Opera, music, theater, and art in Los Angeles and beyond

Joy and Pain

May 06, 2011

Mark Morris Group in Handel's L'Allegro.... Photo: Robert Millard 2011

It’s an 80s dance flashback weekend in Los Angeles where two different institutions are presenting seminal works of the later 20th Century for reconsideration. UCLA Live will present the touring revival of Lucinda Child’s 1979 Dance, a collaboration with Phillip Glass and artist Sol LeWitt, starting on Saturday. (Yes, I know this is technically one year before the 80s, but it's close enough in spirit to count, so get over it.) But before that gets underway, Dance at the Music Center and Los Angeles Opera hosted the opening of another touring work from 1988 on Thursday, Mark Morris’s L’Allegro, il Penseroso, ed il Moderato set to the music of Handel’s well known oratorio. The evening long work has been seen all over the world, and in Southern California on a few prior occasions, so its appearance here is not unique. However, the show is remarkable both for how well it still works visually, and for how apparent its influence has become. Watching L’Allegro over two decades after its premiere, it seems overly familiar until you realize that everything in it that was so radically different at the time has now become commonplace for any number of contemporary choreographers and dance companies. The movement has a clarity and geometry that makes it approachable while not representing a literal interpretation of the text.

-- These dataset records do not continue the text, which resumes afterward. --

PR #312, opened 2023-02-15
Finish

FallenMAD:
- [DEMO LINK](https://FallenMAD.github.io/js_employees_table_DOM/)

### DIFF
--- a/src/scripts/main.js
+++ b/src/scripts/main.js
@@ -116,6 +116,7 @@ function submitFormData(e) {
 
   const data = new FormData(form);
   const employeeName = data.get('name');
+  const employeePosition = data.get('position');
   const employeeAge = data.get('age');
   const employeeSalary = data.get('salary');
   const newEmployeeSalary = '$' + String(employeeSalary);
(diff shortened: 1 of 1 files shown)


src/scripts/main.js
```diff
@@ -1,3 +1,243 @@
...
+let selected;
+
+thead.addEventListener('click', (e) => {
+  const item = e.target.closest('th');
+
+  const cellIndex = item.cellIndex;
+
+  if (!item) {
+    return;
+  }
```
Anastasiia-Svintsova, line 16: I think will be better to switch the order here 
```suggestion
  if (!item) {
    return;
  }
  
  const cellIndex = item.cellIndex;
```

Anastasiia-Svintsova (changes requested):
- I can add an employee with empty fields. Fix it, please 

https://user-images.githubusercontent.com/99403198/219346045-06cde9cc-5f43-42fa-bf88-aedafd29cb94.mov

- Would be good to add a min value to the age input 

https://user-images.githubusercontent.com/99403198/219346211-002fdb74-d29e-46d0-b969-9077a0f6eabe.mov

src/scripts/main.js
FallenMAD: But why?🤔

Anastasiia-Svintsova (approved):
- I approve it, but I still can add an empty position. Would be good to fix it

https://user-images.githubusercontent.com/99403198/219621777-b85ad9ac-6179-44d3-978c-a613c904a07a.mov

src/scripts/main.js
Anastasiia-Svintsova: Because why do you need this const if you don't have an item at all 🤔

PR #313, opened 2023-02-15
Solution

bohdan-gavrilyk:
https://bohdan-gavrilyk.github.io/js_employees_table_DOM/

### DIFF
--- a/src/scripts/main.js
+++ b/src/scripts/main.js
@@ -186,13 +186,14 @@ tableRow.addEventListener('dblclick', (e) => {
   }
 
   const indexCell = e.target.cellIndex;
-  const value = e.target.parentElement.cells[e.target.cellIndex].innerHTML;
+  let value = e.target.parentElement.cells[e.target.cellIndex].innerHTML;
   const createElement = form.elements[e.target.cellIndex].cloneNode(true);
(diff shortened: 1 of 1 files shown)


bohdan-gavrilyk:
The only thing that was not implemented was when the user clicked 2 times and left an empty line.
Remembered late =(

vlad-demchuk (changes requested):
I can't use the current value to change, I only see it as placeholder and have to type new value
image

also, implements this point
image
image

slavanosatskyi (changes requested):
1. Prev comment was not fixed, I still can't edit old value, as it is printed as placeholder
2. There is some strange behaviour with inputs 

https://user-images.githubusercontent.com/6526149/219409461-e5e3b799-20dd-494b-b203-79645161e841.mov

(see video)

slavanosatskyi (changes requested):
Screenshot 2023-02-16 at 17 58 55
1. I can't save first column values for some reason
2. 
Screenshot 2023-02-16 at 17 59 54
It is possible to edit multiple fields simultaneously. According to the task it should not be possible 
Screenshot 2023-02-16 at 17 58 12

vlad-demchuk (approved):

PR #541, opened 2024-06-30
solution

hsvirina:
https://hsvirina.github.io/js_employees_table_DOM/

### DIFF
--- a/src/scripts/main.js
+++ b/src/scripts/main.js
@@ -1,3 +1,161 @@
 'use strict';
 
-// write code here
+const body = document.querySelector('body');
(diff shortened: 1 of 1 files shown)


volodymyr-soltys97 (changes requested):
GJ!
Let's improve your code
image

lerastarynets (changes requested):
Almost there, just one problem left)
Salary can't be less than 0
Screenshot at Jul 01 11-49-46

lerastarynets (approved):
You're making excellent progress!

PR #550, opened 2024-07-07
add solution of task js_employees_table_DOM

Voloshynd:
- [DEMO LINK](https://Voloshynd.github.io/js_employees_table_DOM/)

### DIFF
--- a/src/scripts/main.js
+++ b/src/scripts/main.js
@@ -1,3 +1,407 @@
 'use strict';
 
-// write code here
+const table = document.querySelector('table');
+
+let sortedRows = [];
+
+table.tHead.addEventListener('click', (e) => {
+  sortEmployees(e.target.textContent, e.target);
+});
+
+selectRow();
+
+function getIdx(title) {
+  const idx = 0;
+
+  switch (title) {
+    case 'Position':
+      return 1;
+    case 'Office':
+      return 2;
+    case 'Age':
+      return 3;
+    case 'Salary':
+      return 4;
+    default:
+      return idx;
+  }
+}
+
+function sortEmployees(title, elem) {
+  const idx = getIdx(title);
+
+  switch (title) {
+    case 'Age':
+    case 'Salary':
+      if (elem.className === '' || elem.className === 'DESC') {
+        sortedRows = [...table.tBodies[0].children].sort((a, b) => {
+          if (
+            +[...a.children][idx].textContent.replace(/[^0-9.]/g, '') >
+            +[...b.children][idx].textContent.replace(/[^0-9.]/g, '')
+          ) {
+            return 1;
+          }
+
+          if (
+            +[...a.children][idx].textContent.replace(/[^0-9.]/g, '') <
+            +[...b.children][idx].textContent.replace(/[^0-9.]/g, '')
+          ) {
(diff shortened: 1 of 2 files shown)


volodymyr-soltys97 (changes requested):
Hi, you need to add data attributes for tests, also if you have problem with tests feel free in the fe_chat 
image

src/scripts/main.js
```diff
@@ -1,3 +1,422 @@
...
+            +[...a.children][idx].textContent.replace(/[^0-9.]/g, '') <
+            +[...b.children][idx].textContent.replace(/[^0-9.]/g, '')
+          ) {
+            return -1;
+          }
+
+          return 0;
+        });
+
+        elem.classList.remove('DESC');
```
TarasHoliuk, line 57: Using class to store this data is not the best approach. You can add some `data-order` attribute, or store the last clicked index in the local variable in the code. Then you can compare last clicked index with current clicked index and define order

src/scripts/main.js
```diff
@@ -1,3 +1,422 @@
...
+        sortedRows = [...table.tBodies[0].children].sort((a, b) => {
+          if (
+            +[...a.children][idx].textContent.replace(/[^0-9.]/g, '') >
+            +[...b.children][idx].textContent.replace(/[^0-9.]/g, '')
+          ) {
+            return 1;
+          }
+
+          if (
+            +[...a.children][idx].textContent.replace(/[^0-9.]/g, '') <
```
TarasHoliuk, line 48: you can create a function to normalize it instead of repeating code a few times

src/scripts/main.js
```diff
@@ -1,3 +1,422 @@
...
+  button.setAttribute('type', 'submit');
+  button.textContent = 'Save to table';
+
+  return button;
+}
+
+function createSelect() {
+  const select = document.createElement('select');
+
+  const cities = [...table.tBodies[0].children]
```
TarasHoliuk, line 172: It's better to have defined constant list of cities

src/scripts/main.js
```diff
@@ -1,3 +1,422 @@
...
+    });
+
+    previousValue = cellValue;
+    inputBlur(input, cellValue);
+  });
+}
+
+removeCellText();
+
+function inputBlur(element, value) {
```
TarasHoliuk, line 379: it seems it doesn't work

TarasHoliuk (changes requested):
Hi! It looks good, but editing is broken

Also, I see tests cannot start at all now. If you couldn't solve the problem in the chat with a mentor but tried it - add the corresponding comment (with the link on thread in the chat would be perfect)

src/scripts/main.js
Voloshynd: Repaired

src/scripts/main.js
Voloshynd: constant list of cities is defined

src/scripts/main.js
Voloshynd: normalize function is created

src/scripts/main.js
Voloshynd: data-order attribute is added

PR #558, opened 2024-07-11
solution with optional

syavaYki:
[DEMO LINK](https://syavaYki.github.io/js_employees_table_DOM/)

### DIFF
--- a/src/scripts/main.js
+++ b/src/scripts/main.js
@@ -1,3 +1,222 @@
 'use strict';
 
-// write code here
+function sortRows(rows, sortIndex, accending) {
+  rows.sort((a, b) => {
+    const aClean = a.cells[sortIndex].textContent
+      ?.replace('$', '')
+      .replace(',', '');
+    const bClean = b.cells[sortIndex].textContent
+      .replace('$', '')
+      .replace(',', '');
+
+    if (isNaN(aClean)) {
+      if (accending) {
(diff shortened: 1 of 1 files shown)


anastasiiavorobiova (changes requested):
Great start! The editing works just for the one field however editing the second field for the same user doesn't. Also, try to fix tests

src/scripts/main.js
```diff
@@ -1,3 +1,234 @@
...
+const formElem = document.body.querySelector('#form-new-empl');
+
+for (let i = 0; i < tHead?.rows[0].cells.length; i++) {
+  sortMapIndx[headerCells[i].textContent] = i;
+}
+
+tHead?.addEventListener('click', (e) => {
+  const acdStat = e.target.classList.contains(className);
+
+  sortRows(tableRows, sortMapIndx[e.target.textContent], !acdStat);
```
TarasHoliuk, line 155: It seems like the newly added rows are not taken into account during sorting (always on the top)
You can query all rows again inside this function to make sure you use all rows

TarasHoliuk (changes requested):
Great job! One more fix required

anastasiia-tilikina (changes requested):
Almost done!
one more thing

Editing fields are not validated I can write invalid data. Let's fix it
image

vadiimvooo (approved):
LGTM

PR #560, opened 2024-07-15
js employees table dom

vlad-fil:
[DEMO LINK](https://vlad-fil.github.io/js_employees_table_DOM/)

### DIFF
--- a/src/scripts/main.js
+++ b/src/scripts/main.js
@@ -1,3 +1,214 @@
 'use strict';
 
-// write code here
+const thead = document.querySelector('thead');
+const tbody = document.querySelector('tbody');
+
+// table sorting by clicking on the title (in two directions)
+const nodeList = [...tbody.children].map((i) => i.innerText.split('\t'));
+let sortByName = 'asc';
+let sortByPosition = 'asc';
+let sortByOffice = 'asc';
+let sortByAge = 'asc';
+let sortBySalary = 'asc';
+
+thead.onclick = (e) => {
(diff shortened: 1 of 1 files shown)


src/scripts/main.js
```diff
@@ -1,3 +1,214 @@
...
+const thead = document.querySelector('thead');
+const tbody = document.querySelector('tbody');
+
+// table sorting by clicking on the title (in two directions)
+const nodeList = [...tbody.children].map((i) => i.innerText.split('\t'));
+let sortByName = 'asc';
+let sortByPosition = 'asc';
+let sortByOffice = 'asc';
+let sortByAge = 'asc';
+let sortBySalary = 'asc';
```
TarasHoliuk, line 12: you can store only the last title/th index that was clicked. Then compare current clicked title with last clicked - if it's the same order is 'desc'

src/scripts/main.js
```diff
@@ -1,3 +1,214 @@
...
+
+thead.onclick = (e) => {
+  const sortBy = e.target.innerText;
+
+  if (sortBy === 'Name') {
```
TarasHoliuk, line 17: use switch construction here

TarasHoliuk: Also, you can join some cases - the sorting logic is the same in a few different columns

Example (schematic):

```
case 'Name':
case 'Position':
  list.sort()
```

VitaliyBondarenko1982 (approved):
Looks good.

PR #562, opened 2024-07-16
Solution

Galers:
Have a nice day!😊😊😊
[DEMO LINK](https://Galers.github.io/js_employees_table_DOM/)


anastasiia-tilikina (changes requested):
Good start!
There are bugs we need to fix

1. I can add an employee with a negative number in the salary input
2. after adding an employee to the table it will disappear on sort click
3. There is no validation for fields on editing so I can pass invalid data (e.g. string in salary column)
4. 
image

Also we have tests failed, but lets start form these explicit errors and move on)

volodymyr-soltys97 (approved):
Great work 🔥

PR #567, opened 2024-07-18
Develop

siefimov:
[DEMO LINK](https://siefimov.github.io/js_employees_table_DOM/)

### DIFF
--- a/src/scripts/main.js
+++ b/src/scripts/main.js
@@ -119,6 +119,8 @@ document.querySelectorAll('thead th').forEach((header) => {
     tableBody.innerHTML = '';
 
     insertSortedRows(sortedRows);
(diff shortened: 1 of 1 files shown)


anastasiia-tilikina (changes requested):
Very well done!
Good structured code!

There are some things we need to fix

image

1. I shouldn't be able to add negative number for salary
2. When I edit cell I shouldn't be able to add invalid data

volodymyr-soltys97 (changes requested):
Almost done!
Let's improve your code
The name and position cannot be only spaces, you need to fix it 
image

volodymyr-soltys97 (approved):
Nice work! 🔥

PR #575, opened 2024-07-22
add task solution

ivankovbohdan:
[DEMO LINK](https://ivankovbohdan.github.io/js_employees_table_DOM/)

### DIFF
--- a/src/scripts/main.js
+++ b/src/scripts/main.js
@@ -1,3 +1,320 @@
 'use strict';
 
-// write code here
+const body = document.querySelector('body');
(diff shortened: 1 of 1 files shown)


etojeDenys (changes requested):
1. I should be able to sort array with my rows
https://github.com/user-attachments/assets/a698159a-e868-4c48-b820-18e4fb5af89b

etojeDenys (changes requested):
another issue, why I cannot edit created row
image

volodymyr-soltys97 (approved):
Good job 👍

PR #584, opened 2024-07-30
js_employees_table_DOM

svyatoslavPy:
[DEMO LINK](https://svyatoslavPy.github.io/js_employees_table_DOM/) 

description about tests :)

all tests passed , but one test has problem with name when we write our name in input and show message if we have less than 4 word in texts, i think this some wrong in tests. 

Screenshot 2024-07-30 at 15 15 59

### DIFF
--- a/src/scripts/main.js
+++ b/src/scripts/main.js
@@ -1,3 +1,311 @@
 'use strict';
 
 // write code here
+
+const body = document.querySelector('body');
+const table = document.querySelector('table');
+const tableHead = table.querySelector('thead');
+
+const tableContent = table.querySelector('tbody');
+const tableList = [...table.querySelectorAll('tbody tr')];
+
+const SORT_ORDERS = {
+  asc: 'asc',
+  desc: 'desc',
+};
+
+const SORT_TYPES = {
+  name: 'name',
+  position: 'position',
+  office: 'office',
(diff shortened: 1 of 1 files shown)


volodymyr-soltys97 (changes requested):
Good job 👍 
Let's improve your code
1. You need to hide the success message after adding the person 
image

2. The name and position cannot be only spaces 
image

3. There should be a comma after the thousand 
image

4. You need to fix the failed test, if you need help feel free in the fe_chat

etojeDenys (changes requested):
demo link doesn't work, try to fix that

SanyaBratashchuk (changes requested):
1. salary can't be negative 
image

svyatoslavPy:
i fixed this problem with input and i did minimal number for only positive numbers when you select, but if you look at site , maybe it  is not changed, because i think some problem with git deploy

volodymyr-soltys97 (changes requested):
GJ!
To improve:
1. This comment still not fixed from the previous review 
image

2. You need to hide this message after 3 seconds
image

3. Fix the NaN value after clicking sorting by salary 
image

anastasiiavorobiova (approved):
Great work!

PR #597, opened 2024-08-08
add task solution

vneholiuk:
[DEMO LINK](https://vneholiuk.github.io/js_employees_table_DOM/)


anastasiia-tilikina (changes requested):
GJ
We need to fix some issues here

1. something i wrong with error messages
image

2. I shouldn't be able to add negative numbers
image

3. this requirement is not implemented
image

anastasiiavorobiova (changes requested):
Make sure to deploy your solution

PR #607, opened 2024-08-19
Develop

VikaChereushenko:
[DEMO LINK](https://VikaChereushenko.github.io/js_employees_table_DOM/)

I have one test failing. However, I successfully add a new employee to the table and Volodymyr Soltys has also checked it and proved it works fine. So I am a bit confused about it.

image


volodymyr-soltys97 (approved):
Great!

PR #610, opened 2024-08-20
js employees table DOM

Denys209818:
[DEMO LINK](https://denys209818.github.io/js_employees_table_DOM)

### DIFF
--- a/package-lock.json
+++ b/package-lock.json
@@ -141,9 +141,9 @@
       }
     },
     "@babel/eslint-parser": {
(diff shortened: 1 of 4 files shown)


volodymyr-soltys97 (changes requested):
Good job 👍 
Let's improve your code
image
image

etojeDenys (changes requested):
better to add the logic to validate editing too
image

volodymyr-soltys97 (approved):
Great! 🔥

PR #2223, opened 2021-10-05
Expose named exports for ESM build

benmccann:
**Marked version:**

Tested against 3.0.4

**Markdown flavor:** all

## Description

Currently, you can only used named exports from the CJS build. This will write them in such a way that Rollup can figure out they're exposed and should be exported in the ESM build as well.

## Expectation

I should be able to do `import { parse } from 'marked';`. I expect `lib/marked.esm.js` to `export` the `parse` method

## Result

Today I get:
```
'parse' is not exported by 'node_modules/.pnpm/marked@3.0.4/node_modules/marked/lib/marked.esm.js'
```

That's because `lib/marked.esm.js` only has a `default` export

## What was attempted

I tried to do `import { parse } from 'marked';`

## Contributor

## Committer


Conduitry:
Would it be a good idea to add a `pkg.exports` map at the same time, so that native Node ESM consumers (not using a bundler) will also get the ESM version rather than the CJS version?

benmccann:
There's a pending PR for it: https://github.com/markedjs/marked/pull/1725. Maybe not a bad idea, but I'd prefer to do it in a separate PR to keep this one simpler

Conduitry:
Yup, makes sense.

UziTech (approved):

benmccann:
Thanks for the approval @UziTech! Just curious, is there anything else needed before this can be merged?

UziTech:
@splch you should set a version on your dependencies so they don't break automatically.

benmccann:
Here's a fix for the issue: https://github.com/markedjs/marked/pull/2226

PR #2224, opened 2021-10-06
fix: revert #2223

UziTech:
It seems like #2223 turned lib/marked.js into a ES Module which would be a breaking change.

This reverts #2223


UziTech:
looks like #2225 didn't fix it it only removed the `__esModule` property

benmccann:
Here's a fix for the issue: https://github.com/markedjs/marked/pull/2226

PR #2231, opened 2021-10-07
Add an `exports` map to `package.json`.

benmccann:
**Marked version:** `master`

**Markdown flavor:** all

## Description

Adds an `exports` map to `package.json`. There is an existing PR for this, but it changes a bunch of unnecessary things. The [comment on that PR](https://github.com/markedjs/marked/pull/1725#issuecomment-838959788) was that it would be fine to merge if it was rebased, so I'm sending this one.

It may be better to release this as a major version bump because it will stop people from reaching into the internals. They will only be able to use officially exported APIs. Alternatively, I think we could update this to expose the `./src` directory. If it's going to be a major version bump, we might be able to make other changes as well such as setting `"type": "module"`

## Contributor

## Committer

### DIFF
--- a/package.json
+++ b/package.json
@@ -17,6 +17,13 @@
     "man/",
     "marked.min.js"
   ],
+  "exports": {
+    ".": {
+      "import": "./lib/marked.esm.js",
+      "default": "./lib/marked.js"
+    },
+    "./package.json": "./package.json"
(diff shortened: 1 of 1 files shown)


benmccann:
Sounds good. Moved to that PR

PR #2240, opened 2021-10-15
Docs: Nowrap on list elements

Yash-Singh1:
Simply makes a styling change to the docs to prevent this:

Screenshot from 2021-10-14 18-38-05

### DIFF
--- a/docs/css/style.css
+++ b/docs/css/style.css
@@ -80,11 +80,14 @@ td, th {
 a {
     color: #0366d6;
     text-decoration: none;
-    white-space: nowrap;
 }
 
 a:hover {
     text-decoration: underline;
+}
+
+nav a {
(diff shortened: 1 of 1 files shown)


Yash-Singh1:
But are there any anchors that are not in the sidebar that have to be wrapped?

Yash-Singh1:
> There definitely could be.

Sure, I will create a commit to fix that

> Plus it doesn't look like they wrap for me even at the smallest width.
> 
> image

The problem occurs when you press on it on Desktop. On mobile, the problem just occurs by default:

Screenshot from 2021-10-14 20-50-38

Yash-Singh1:
Actually looking deeper into this, I don't think this can be solved and should be considered as expected behavior.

The various sections of the work, divided into two acts, reflect the wide variety of human emotional experience Handel attempted to capture in this expanded setting of poems from John Milton. There is whimsy and heartbreak and the dancers leap and fly about in mirror image groups at times evoking any number of characters and situations from hieroglyphics to a couple out for a walk with their dogs in the park. The work is immense with a large cast of dancers and one fascinating set of images after the next. The men and women of the ensemble appear in pastel garb amidst a minimal but colorful empty box of a set that is supposed to recall paintings by William Blake, but just as easily brings to mind Mark Rothko. It can be deliriously silly and deadly serious at turns. Best of all, Morris’ preference for live music has led this performance to be joined by the Los Angeles Opera orchestra under Grant Gershon. They sounded strong in a contemporary fashion for Baroque music and were joined by four excellent soloists: Barry Banks, Sarah Coburn, Hei-Kyung Hong, and John Relyea. All were spot on, but I must admit being particularly taken with Hong’s bright and easy soprano. She may not be at the top of the big international opera star heap, but she certainly has the voice for it. Banks and Relyea both had ample energy and easily projected from the pit without clashing with any of the action on stage. There is no projection of the text, however, which is a good thing for the visual aesthetic overall, but may leave the viewer wanting a little bit if you're not familiar with some of the content in advance.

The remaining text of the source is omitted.